I sold my panzer plate. It made popping noises with shifting weight and cornering. I got so pissed that I pulled it off. Jim from dieselgeeks said he had the "silver bullet", and sent me out an improved set of rivnuts. Still made noise. It did tighten up the front end alot tho. And it was definitely an impressive piece. Just couldn't deal with the Honda civic noises.


----------



## A4 1.8 Turbo (Feb 28, 2005)

*Re: FV-QR (warranty225cpe)*

do you have to remove it every time you change the oil? or is it flexible enough to kinda bend outa the way and reach your arm up there?


----------



## warranty225cpe (Dec 3, 2008)

*Re: FV-QR (A4 1.8 Turbo)*

There is no "bend out of the way". The plate is CRAZY thick, there's no way in hell you would be able to bend that. There is a hole for the oil to drain through it, but it's easier to get to with the pan down. The filter is easier to get to as well. It's made to be taken off and put back on. It's a good idea to take it off while doing an oil change anyway(easier to inspect for other issues).


----------



## A4 1.8 Turbo (Feb 28, 2005)

*Re: FV-QR (warranty225cpe)*

Good to know!

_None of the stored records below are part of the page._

PR #186, opened 2019-06-07
Add Vector model to foreign contracts + example program

darioncassel:
## Description

Added `std::vec::Vec` and `alloc::vec::Vec` models to `foreign_contracts.rs`. Added example that shows usage; `examples/shopping_cart.rs`. Updated `.gitignore` to not ignore new example.

Fixes: N/A

## Type of change

## How Has This Been Tested?

A new example called `shopping_cart.rs` has been written which tests the newly modeled vector functions.

## Checklist:

### DIFF
--- a/examples/foreign_contracts.rs
+++ b/examples/foreign_contracts.rs
@@ -324,5 +324,93 @@ pub mod std {
         }
     }
 
+    pub mod vec {
+        pub struct Vec<T> {
+            _phantom: std::marker::PhantomData<T>,
+            len: usize,
+        }
+        
+        impl<T> Vec<T> {
+            pub fn new() -> Vec<T> {
+                Vec {
+                    _phantom: std::marker::PhantomData,
+                    len: 0,
+                }
+            }
+
+            pub fn len(&self) -> usize {
+                self.len
+            }
+
+            pub fn push(&mut self, _value: T) {
+                precondition!(self.len < std::usize::MAX);
+                let old_len = self.len;
+                self.len += 1;
+                verify!(self.len == old_len + 1);
+            }
+
+            pub fn pop(&mut self) -> Option<T> {
+                if self.len == 0 {
+                    None
+                } else {
+                    let old_len = self.len;
+                    self.len -= 1;
+                    verify!(self.len == old_len - 1);
+                    result!()
+                }
+            }
+            
+            pub fn get(&self, index: usize) -> Option<&T> {
+                precondition!(index < self.len);
+                result!()
+            }
+        }
+    }
+
     pub mod result {}
+}
+
+pub mod alloc {
+    pub mod vec {
+        pub struct Vec<T> {
+            _phantom: std::marker::PhantomData<T>,
+            len: usize,
+        }
+        
+        impl<T> Vec<T> {
+            pub fn new() -> Vec<T> {
+                Vec {
+                    _phantom: std::marker::PhantomData,
+                    len: 0,
+                }
+            }
+
+            pub fn len(&self) -> usize {
+                self.len
+            }
+
+            pub fn push(&mut self, _value: T) {
+                precondition!(self.len < std::usize::MAX);
+                let old_len = self.len;
+                self.len += 1;
+                verify!(self.len == old_len + 1);
+            }
+
+            pub fn pop(&mut self) -> Option<T> {
+                if self.len == 0 {
+                    None
+                } else {
+                    let old_len = self.len;
+                    self.len -= 1;
+                    verify!(self.len == old_len - 1);
+                    result!()
+                }
+            }
+            
+            pub fn get(&self, index: usize) -> Option<&T> {
+                precondition!(index < self.len);
+                result!()
+            }
+        }
+    }
 }
--- a/examples/foreign_contracts.rs
+++ b/examples/foreign_contracts.rs
@@ -355,7 +355,7 @@ pub mod alloc {
             _phantom: std::marker::PhantomData<T>,
             len: usize,
         }
-        
+
         impl<T> Vec<T> {
             pub fn new() -> Vec<T> {
                 Vec {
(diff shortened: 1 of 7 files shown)


hermanventer:
This does look a bit more like a test case than an example proper.

darioncassel:
Updated with the shopping cart example expanded.

examples/foreign_contracts.rs
```diff
@@ -326,3 +348,43 @@ pub mod std {
...
+
+            pub fn len(&self) -> usize {
+                self.len
+            }
+
+            pub fn push(&mut self, _value: T) {
+                precondition!(self.len < std::usize::MAX);
+                let old_len = self.len;
+                self.len += 1;
+                verify!(self.len == old_len + 1);
```
hermanventer: There is no need to verify this. The previous line already has all the information we need from this contract.

examples/foreign_contracts.rs
```diff
@@ -326,3 +348,43 @@ pub mod std {
...
+            }
+
+            pub fn pop(&mut self) -> Option<T> {
+                if self.len == 0 {
+                    None
+                } else {
+                    let old_len = self.len;
+                    self.len -= 1;
+                    verify!(self.len == old_len - 1);
```
hermanventer: No need for this.

examples/shopping_cart.rs
```diff
@@ -0,0 +1,72 @@
...
+        Cart {
+            items: Vec::new(),
+        }
+    }
+
+    fn add_item(&mut self, value: i32) {
+        precondition!(value > 0);
+        let old_len = self.items.len();
+        self.items.push(value);
+        verify!(self.items.len() == old_len + 1);
```
hermanventer: This just verifies that push has the obvious post condition. This is not a condition we would expect in real code.

examples/shopping_cart.rs
```diff
@@ -0,0 +1,72 @@
+#![feature(type_alias_enum_variants)]
+
+#[macro_use]
+extern crate mirai_annotations;
+
+pub mod foreign_contracts;
+
+struct Cart {
+    items: Vec<i32>
```
hermanventer: Vec<u32> seems more appropriate.

examples/shopping_cart.rs
```diff
@@ -0,0 +1,72 @@
...
+
+impl Cart {
+    fn new() -> Cart {
+        Cart {
+            items: Vec::new(),
+        }
+    }
+
+    fn add_item(&mut self, value: i32) {
+        precondition!(value > 0);
```
hermanventer: This is appropriate. The type system cannot express this, so the precondition adds value and gives MIRAI something to check at call sites.

examples/shopping_cart.rs
```diff
@@ -0,0 +1,72 @@
...
+        let old_len = self.items.len();
+        self.items.push(value);
```
hermanventer: Although there is no need to say anything in the code here, interesting things are happening in MIRAI: push has a precondition that must be satisfied by this call site. To do so, MIRAI infers a precondition for add_item. The calls to add_item are then checked not just for the explicit precondition, but also for the inferred precondition.

examples/shopping_cart.rs
```diff
@@ -0,0 +1,72 @@
...
+        verify!(self.items.len() == old_len + 1);
+    }
+
+    fn remove_item(&mut self) -> Option<i32> {
+        let old_len = self.items.len();
+        let res = self.items.pop();
+        verify!(self.items.len() == 0 || self.items.len() == old_len - 1);
```
hermanventer: No need to repeat the post condition of pop.

examples/shopping_cart.rs
```diff
@@ -0,0 +1,72 @@
...
+            let x = self.items.get(i);
+            match x {
+                None => {},
+                Some(item) => {
+                    sum = sum + *item;
+                }
+            }
+            i += 1;
+        }
+        verify!(len <= 0 || sum > 0);
```
hermanventer: This is appropriate. It succinctly states a post condition for checkout. Making it explicit protects agains inadvertent relaxation of the post condition later on.

examples/shopping_cart.rs
```diff
@@ -0,0 +1,72 @@
...
+        sum
+    }
+}
+
+fn main() {
+    let mut cart = Cart::new(); 
+
+    let old_num_items = cart.num_items();
+    cart.add_item(10);
+    verify!(cart.num_items() == old_num_items + 1);
```
hermanventer: Not useful.

examples/shopping_cart.rs
```diff
@@ -0,0 +1,72 @@
...
+    let _ = cart.remove_item();
+    verify!(cart.num_items() == old_num_items);
```
hermanventer: Not useful.

examples/shopping_cart.rs
```diff
@@ -0,0 +1,72 @@
...
+        verify!(len <= 0 || sum > 0);
+        sum
+    }
+}
+
+fn main() {
+    let mut cart = Cart::new(); 
+
+    let old_num_items = cart.num_items();
+    cart.add_item(10);
```
hermanventer: Of interest here is that the implicit precondition for add_item is satisfied because MIRAI tracks the length value of cart.

examples/shopping_cart.rs
darioncassel: Can you clarify what you mean by this?

hermanventer: I meant u32

examples/shopping_cart.rs
```diff
@@ -0,0 +1,77 @@
...
+
+    fn add_item(&mut self, value: u32) {
+        // We don't want items with zero
+        // value to be added to the cart
+        precondition!(value > 0);
+        self.items.push(value);
+    }
+
+    fn remove_item(&mut self) -> Option<u32> {
+        let res = self.items.pop();
```
hermanventer: The local variable is not necessary here.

Didn't know they existed until this thread. definitely will be put on my next tt.


----------



## audiguy01 (Aug 12, 2008)

*Re: Panzer Plate @130 (SquashAZ)*

I have a panzer plate and do open road racing with my TT. I can say with my coil overs the car was stuck to the ground at 148mph.
At the Sandhills Open Road Challenge in Arnold, NE there is a 1/2 mile and a 1 mile shootout much like the Texas mile though a higher altitute and a skinny county road. 
I run about the same in the 1/2 mile as 6L C6 corvettes though am in 5th gear prior to the half mile mark and attained 129mph in the half. I don't run the mile due to the fact our cars are not geared for it.
Sorry for the ramble, the panzer plate is awesome and installed in about 10 minutes. I put one on after my plactic one got ripped off of my car in a car wash.
DY


----------



## ShockwaveCS (Jun 22, 2006)

*Re: Panzer Plate @130 (audiguy01)*


_Quote, originally posted by *audiguy01* »_
Sorry for the ramble, the panzer plate is awesome and installed * in about 10 minutes*. I put one on after my plactic one got ripped off of my car in a car wash.
DY
 
YEA RIGHT! ha 10 minuts is impossible unless you do it for a living.


----------



## warranty225cpe (Dec 3, 2008)

*Re: Panzer Plate @130 (ShockwaveCS)*

No, I would have to agree. Super easy install. If you can read, you can do it.


----------



## A4 1.8 Turbo (Feb 28, 2005)

*Re: Panzer Plate @130 (warranty225cpe)*

does it install in the factory locations or what. Their parts list says it comes with some metal brackets and stuff.


----------



## 2001TTransport (Sep 18, 2005)

*Re: Panzer Plate @130 (A4 1.8 Turbo)*

This thread needed Pics. 
For location it uses the cross over pipe and some factory holes in the rear. Very easy install.


----------



## A4 1.8 Turbo (Feb 28, 2005)

*Re: Panzer Plate @130 (2001TTransport)*

I see it looks like you have the factory vents marked out on the panzer plate. Did you end up cutting those into the plate or is that there just as a ref. for you?


----------



## kclax44 (Aug 4, 2008)

*Re: Panzer Plate @130 (A4 1.8 Turbo)*

Awesome product: 
+++'s
- 30min install (DIY - 1st Time)
- Protects Vital Components: A must if lowered. I destroyed my oil pan w/in a month of having coils, bought the panzer the day after.
- Stiffens Suspension (negligibly)
- When you do your first oil change after having it installed you'll notice why you needed it to protect you car, scrapes and scratches all over it.
- It is solid. Even up to 141mph.








---'s
- You can drain the oil with it in, but you cannot change the filter.


----------



## edgy (May 16, 2006)

*Re: Panzer Plate @130 (kclax44)*


_Quote, originally posted by *kclax44* »_- You can drain the oil with it in, but you cannot change the filter.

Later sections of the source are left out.